PR #272, opened 2025-12-12
Bug 2005817 - Use a separate shipping-product for Enterprise Firefox

ahal:


lissyx (approved):

taskcluster/config.yml
```diff
@@ -371,6 +371,7 @@ index:
         - 'source'
         - 'system-symbols'
         - 'geckodriver'
+        - 'enterprise'
```
lissyx, line 374: or `firefoxenterprise` ? this may be more aligned with what I saw in how e.g. debian repackage was expecting based on the product name

ahal: I'm not really sure tbh.. I think it's mainly important that it be separate for now, we can change it later

PR #277, opened 2025-12-15
FxA and Sync Support

1rneh:
Note: FxA and Sync integration tests will follow once we can spin up the test services (console, fxa, sync) in TaskCluster to avoid mocking every single endpoint.


.github/workflows/enterprise.yml
```diff
@@ -260,6 +260,11 @@ jobs:
           . venv_tests/bin/activate
           MOZ_LOG=console:5 xvfb-run python3 test_felt_browser_external_link.py ${{ steps.unpack.outputs.runtime_path }} $PWD/geckodriver $PWD/profiles/
 
+      - name: "test browser fxa"
+        run: |
+          . venv_tests/bin/activate
+          MOZ_LOG=console:5 python3 test_felt_browser_fxa.py ${{ steps.unpack.outputs.runtime_path }} $PWD/geckodriver $PWD/profiles/
```
lissyx, line 266: Those tests needs to be added to `taskcluster/kinds/enterprise-test/kind.yml`

1rneh: I add the test [here](https://github.com/mozilla/enterprise-firefox/pull/277/files/e0858099bf9e9015b1cb858525ee56ab39b48745#diff-54e80c1fee2c3087dddd0363165ee8394de76784f07c3c681c423c7d82ae07b9).

browser/components/enterprise/EnterpriseHandler.sys.mjs
```diff
@@ -11,21 +11,87 @@ ChromeUtils.defineLazyGetter(lazy, "localization", () => {
...
+    } else {
+      // Disconnect sync
+      window.gSync.disconnect({ confirm: false, disconnectAccount: false });
+    }
+  },
+
+  observe(_, topic) {
+    switch (topic) {
+      case lazy.UIState.ON_UPDATE:
+        this.setUpSync();
```
jonathanmendez: Does this need to pass a window?

services/fxaccounts/moz.build
```diff
@@ -15,8 +15,7 @@ XPCSHELL_TESTS_MANIFESTS += ["tests/xpcshell/xpcshell.toml"]
 
 EXTRA_JS_MODULES += [
     "Credentials.sys.mjs",
-    "FxAccounts.sys.mjs",
-    "FxAccountsClient.sys.mjs",
+    "EnterpriseAccountsStorage.sys.mjs",
```
jonathanmendez: Should this only be added for enterprise builds? e.g.
```
if CONFIG["MOZ_ENTERPRISE"]:
    EXTRA_JS_MODULES += ["EnterpriseAccountsStorage.sys.mjs"]
```

.github/workflows/enterprise.yml
lissyx: Sorry, I was not seeing it in the list on the left

browser/components/preferences/sync.js
```diff
@@ -427,6 +428,10 @@ var gSyncPane = {
     this.setupEnginesUI();
     this.updateSyncUI();
 
+    if (lazy.AppConstants.MOZ_ENTERPRISE) {
+      this.restrictEnterpriseView();
```
lissyx, line 432: Ok that's nicer than what I did

browser/components/enterprise/modules/EnterpriseAccountsStorage.sys.mjs
```diff
@@ -0,0 +1,112 @@
...
+   * @param {Array<string>|string} [fieldNames=null]
+   *
+   * @returns {object} account data
+   */
+  async getAccountData(fieldNames = null) {
+    lazy.log.debug("getAccountData");
+
+    const data = await this.#getAccountDataPromise;
+
+    if (fieldNames) {
```
lissyx, line 64: Having had to scratch my head around all of that, I'm tempted to welcome a bit more of comments around why we need this, it was kinda working well (despite the Sync server issue, or was it related?) without this

browser/components/enterprise/EnterpriseHandler.sys.mjs
lissyx: Agreed

browser/components/enterprise/modules/EnterpriseAccountsStorage.sys.mjs
```diff
@@ -0,0 +1,112 @@
...
+        data[name] = value;
+        if (name === "device") {
+          const deviceId = data[name]?.id;
+          if (deviceId) {
+            Services.prefs.setStringPref(
+              lazy.EnterpriseCommon.ENTERPRISE_DEVICE_ID_PREF,
+              deviceId
+            );
+          }
+        }
```
lissyx, line 118: Is this the part that was making us bad and break Sync? If so, might be worth a bit of comments to make sure it's obvious in the future

services/fxaccounts/moz.build
lissyx: @jonathanmendez is right, it should only be included on `MOZ_ENTERPRISE` builds

lissyx (changes requested):
`setUpSync()` needs a window object? Otherwise looks fine.

browser/components/enterprise/modules/EnterpriseAccountsStorage.sys.mjs
1rneh: The `fieldNames` filtering matches what `FxAccountsStorage` already does, and avoids returning the full data object when only specific fields (e.g. `["device"]`) are requested.

browser/components/enterprise/EnterpriseHandler.sys.mjs
1rneh: Good catch, thanks!

services/fxaccounts/moz.build
1rneh: I moved `EnterpriseAccountsStorage.sys.mjs` to `browser/components/enterprise`. The component is only added in enterprise builds.

browser/components/enterprise/modules/EnterpriseAccountsStorage.sys.mjs
1rneh: This is to support device management. 
But I just noticed that something is not yet working in syncing tabs per device. I'll add more comments/descriptions once it's fixed.

browser/components/enterprise/modules/EnterpriseAccountsStorage.sys.mjs
1rneh: Let me know if anything could use more description.

fiji-flo (approved):
Good from my side. I'd land this.

The `ERROR	outgoing ClientRemoteTabs` comes from Nightly and most likely is just bad logging.

One thing we need to look at is whether we want to remove sending tabs. But I think that's a fine limitation for now.

browser/branding/enterprise/pref/firefox-enterprise.js
```diff
@@ -4,7 +4,18 @@
...
 pref("enterprise.console.address", "https://console.enterfox.eu");
+
+// Endpoint will be provided by the console.
+pref(
+  "identity.sync.tokenserver.uri",
+  "https://ent-dev-tokenserver.sync.nonprod.webservices.mozgcp.net/1.0/sync/1.5"
+);
+
+// Sync enabled by default.
+pref("enterprise.sync.enabledByDefault", true);
```
lissyx: nit: since this will also get into FELT, I'd feel safer if we verified in the tests we have that the pref is turned off later in felt.

browser/branding/enterprise/pref/firefox-enterprise.js
```diff
@@ -4,7 +4,18 @@
...
+
 pref("browser.profiles.enabled", false);
 pref("extensions.activeThemeID", "firefox-enterprise-light@mozilla.org");
+
+pref("enterprise.loglevel", "Debug");
```
lissyx: Do we want to leave this ?

browser/components/enterprise/EnterpriseHandler.sys.mjs
```diff
@@ -11,21 +11,93 @@ ChromeUtils.defineLazyGetter(lazy, "localization", () => {
...
+  /**
+   * Customize Firefox Enterprise on startup
+   *    - Gets user information from the console and customizes the enterprise badge
+   *    - Sets up Sync
+   *    - Hides fxa toolbar button and app menu item (hamburger menu)
+   *
+   * @param {Window} window chrome window
+   */
   async init(window) {
+    this._chromeWindow = window;
```
lissyx: I tend to remember that `EnterpriseHandler` would be a singleton, dont we risk having multiple windows overwriting themselves?

browser/components/enterprise/EnterpriseHandler.sys.mjs
```diff
@@ -99,14 +173,21 @@ export const EnterpriseHandler = {
...
+
+    // Hides fxa item and separator in main view (hamburg menu)
+    this._chromeWindow.PanelUI.mainView.setAttribute(
+      "restricted-enterprise-view",
+      true
+    );
   },
 
-  async onSignOut(window) {
+  async onSignOut() {
```
lissyx: Since we already have it being passed from `await EnterpriseHandler.onSignOut(window);` in `browser/base/content/browser-sets.js`, why changing this ?

browser/components/enterprise/EnterpriseHandler.sys.mjs
lissyx: So it's from `browser/base/content/browser-init.js` and more precisely:
```
   155     BrowserUtils.callModulesFromCategory(
   156       { categoryName: "browser-window-domcontentloaded-before-tabbrowser" },
   157       window
   158     );
```

Code around mentions `// All of this needs setting up before we create the first remote browser.`

What would happen if e.g., I open a second window, then close the first one, and we have state changes of Sync that triggers `UIState.ON_UPDATE` ?

I'm not sure exactly what would happen there and if we have a risk that the `this._chromeWindow` has been lost in the meantime.

browser/components/enterprise/EnterpriseHandler.sys.mjs
```diff
@@ -11,21 +11,93 @@ ChromeUtils.defineLazyGetter(lazy, "localization", () => {
...
-    this.hideFxaToolbarButton(window);
-    this.updateBadge(window);
+  /**
+   * Check if the FxA state is initialised yet.
+   *    - If the state is still undefined, listen for a state update
+   *      and set up once the state update occurs.
+   *    - If the state is initialized, set up sync immediately.
+   */
+  setupSyncOnceInitialized() {
+    if (lazy.UIState.get().syncEnabled === undefined) {
```
lissyx: nit: could it be `null` ?

browser/components/enterprise/modules/EnterpriseAccountsStorage.sys.mjs
lissyx: Well that's a bit why I was asking, from the memory I had and I just checked, description in `FxAccountsStorage` is a bit vague and mentions storage/ in memory. Do those applies to us?

browser/components/enterprise/modules/EnterpriseAccountsStorage.sys.mjs
```diff
@@ -0,0 +1,133 @@
...
+export class EnterpriseStorageManager {
+  #getAccountDataPromise = Promise.reject(
+    "EnterpriseStorageManager: Initialize not called"
+  );
+
+  /**
+   * Initialize the storage by fetching account data from the remote console.
+   * This method swaps the internal #getAccountDataPromise with the promise
+   * returned by lazy.ConsoleClient.getFxAccountData(). Callers need to call
+   * this before invoking getAccountData() or updateAccountData().
```
lissyx: Is this a requirement from us or from how storage manager works?

lissyx (approved):
Just worried on the `_chromeWindow` thing, but maybe it's fine?

browser/components/enterprise/EnterpriseHandler.sys.mjs
1rneh: Oh, you pointing this out made me realize quite a flaw in how we initialize the `EnterpriseHandler`.

> I tend to remember that EnterpriseHandler would be a singleton, dont we risk having multiple windows overwriting themselves?

`EnterpriseHandler` is only a **per-process** singleton. It's initialized on `browser-window-domcontentloaded`. That means a new `EnterpriseHandler` instance is initialized for each new browser window, so the window passed will be the correct one. 

But.. what that also means is that some of the setup code, such as setting up the initial sync state, should really only run once on startup instead of for each new browser window. 

> What would happen if e.g., I open a second window, then close the first one, and we have state changes of Sync that triggers UIState.ON_UPDATE ?

Currently we only set up a listener for `UIState.ON_UPDATE` if `lazy.UIState.get().syncEnabled === undefined` which can only be the case on startup . But this logic still doesn't hold, because then we still check whether the current state equals the preference `enterprise.sync.enabledByDefault` and otherwise update the sync state. This is a problem, because the user might have changed the sync state in the meantime and we would override that when opening a new browser window!

I'll need to iterate over this again.

browser/components/enterprise/modules/EnterpriseAccountsStorage.sys.mjs
```diff
@@ -0,0 +1,133 @@
...
+   * Retrieve account data (or a subset of fields) from the cached console data.
+   *
+   * @param {Array<string>|string} [fieldNames=null]
+   *
+   * @returns {Promise<object>} Promise which resolves to the cached account data.
+   */
+  async getAccountData(fieldNames = null) {
+    lazy.log.debug("getAccountData");
+
+    const data = await this.#getAccountDataPromise;
```
gcp, line 62: Can this fail? `updateAccountData` has a guard here.

browser/components/enterprise/modules/EnterpriseAccountsStorage.sys.mjs
```diff
@@ -0,0 +1,133 @@
...
+    if (!newFields || "uid" in newFields) {
+      // Prevent callers from changing uid.
+      throw new Error("Can't change uid");
+    }
+
+    lazy.log.debug("_updateAccountData with items", Object.keys(newFields));
+
+    for (let [name, value] of Object.entries(newFields)) {
+      if (value == null) {
+        delete data[name];
```
gcp, line 104: Does this have special behavior? It looks superfluous.

browser/components/enterprise/modules/ConsoleClient.sys.mjs
```diff
@@ -189,6 +221,21 @@ export const ConsoleClient = {
...
+  /**
+   * Fetch the account data used for fxa and sync.
+   *
+   * @returns {Promise<object>}
+   */
+  async getFxAccountData() {
+    const payload = await this._post(this._paths.SYNC_ACCOUNT, {
+      device_id: Services.prefs.getStringPref(
+        lazy.EnterpriseCommon.ENTERPRISE_DEVICE_ID_PREF,
+        undefined
```
gcp: I think this eventually becomes `{"device_id":null}` after passing through IDL and C++ code. Maybe that's what we want but I think it's better if that is explicit.

fiji-flo: What a footgun 🤯.

so
```JS
device_id: Services.prefs.getStringPref(
        lazy.EnterpriseCommon.ENTERPRISE_DEVICE_ID_PREF,
        null) ?? undefined
```
would produce what I meant. However @1rneh the API accepts a `null` so let's make it explicit and do:
```JS
device_id: Services.prefs.getStringPref(
        lazy.EnterpriseCommon.ENTERPRISE_DEVICE_ID_PREF,
        null)
```

browser/components/enterprise/modules/EnterpriseAccountsStorage.sys.mjs
fiji-flo: Core of JS: https://developer.mozilla.org/en-US/docs/Web/JavaScript/Reference/Operators/delete

browser/components/enterprise/modules/ConsoleClient.sys.mjs
gcp: Note that according to IDL `getStringPref` really expects a string default, so it's probably better to default `""` and then check for that and return `null` instead (if needed).

`JSON.stringify` will turn `{device_id:undefined}` into `{}`. So I'm not clear if that was what you intended but it did seem to be sensible.

browser/components/enterprise/modules/EnterpriseAccountsStorage.sys.mjs
1rneh: This is how `FxAccountsStorage` works and I'm simply mirroring its behavior here.

lissyx: Well since it's far from being obvious when reading their code, I'd say it would be useful to write it in the comment, that you're just copying its behavior.

1rneh: Is adding this class description enough?
```
/**
 * EnterpriseStorageManager maintains and updates the FxA and Sync account data. 
 * 
 * Its implementation is mirroring the one from FxAccountsStorage, hence it surfaces the same 
 * APIs that are necessary to sign the user into FxA and to enable Sync.
 * Unlike FxAccountsStorage, which reads the storage data from the profile, EnterpriseStorageManager 
 * requests the required data once from the console and stores and udpates it in memory only.
 */
```

browser/branding/enterprise/pref/firefox-enterprise.js
1rneh: I'll send the preference in `FeltProcessParent` instead.

browser/branding/enterprise/pref/firefox-enterprise.js
1rneh: No :)

browser/components/enterprise/modules/EnterpriseAccountsStorage.sys.mjs
1rneh: Yes, if `.initialize` wasn't called in the first place or if `lazy.ConsoleClient.getFxAccountData()` returns a rejected promise. It's uncaught in FxAccountStorage as well.

browser/components/enterprise/EnterpriseHandler.sys.mjs
1rneh: I undid the caching of the chrome window.

browser/components/enterprise/EnterpriseHandler.sys.mjs
1rneh: I changed this to check for the `status` instead of the `syncEnabled` property.

browser/components/enterprise/modules/ConsoleClient.sys.mjs
1rneh: I'm defaulting to `""` and including `device_id: null` in the request body.

browser/components/enterprise/modules/EnterpriseAccountsStorage.sys.mjs
lissyx: Perfect!

browser/components/enterprise/modules/EnterpriseAccountsStorage.sys.mjs
gcp: I mean:

```
delete data[name];
data[name] = null;
```

The delete seems totally redundant?

gcp: In fact, the entire branch seems redundant, since you can just fall through to the `data[name] = value` branch, maybe just skipping the device handling if value happens to be `null`.

fiji-flo: I was just looking at the comment. I think that comes from my initial PoC and is inspired by https://searchfox.org/firefox-main/rev/268969d4a8096d6572447e0b03893ea7146797a2/services/fxaccounts/FxAccountsStorage.sys.mjs#210 but we only have one _cache_. So it should be just the `delete data[name]`

1rneh: Good catch! I removed `data[name] = null`.
 
> In fact, the entire branch seems redundant, since you can just fall through to the data[name] = value branch, maybe just skipping the device handling if value happens to be null.

We can't fall through though, because if `value === null` we still want to remove the property.

browser/branding/enterprise/pref/firefox-enterprise.js
```diff
@@ -14,3 +14,5 @@ pref(
 
 pref("browser.profiles.enabled", false);
 pref("extensions.activeThemeID", "firefox-enterprise-light@mozilla.org");
+
+pref("enterprise.loglevel", "Error");
```
1rneh, line 18: @lissyx I had to put it back, because the pref needs to exist before I pass it to `console.createInstance`.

YOUR GOAL. If a line in the entries above has the word "loglevel", copy it.

COMPLETED TASK.
+pref("enterprise.loglevel", "Debug");
+pref("enterprise.loglevel", "Error");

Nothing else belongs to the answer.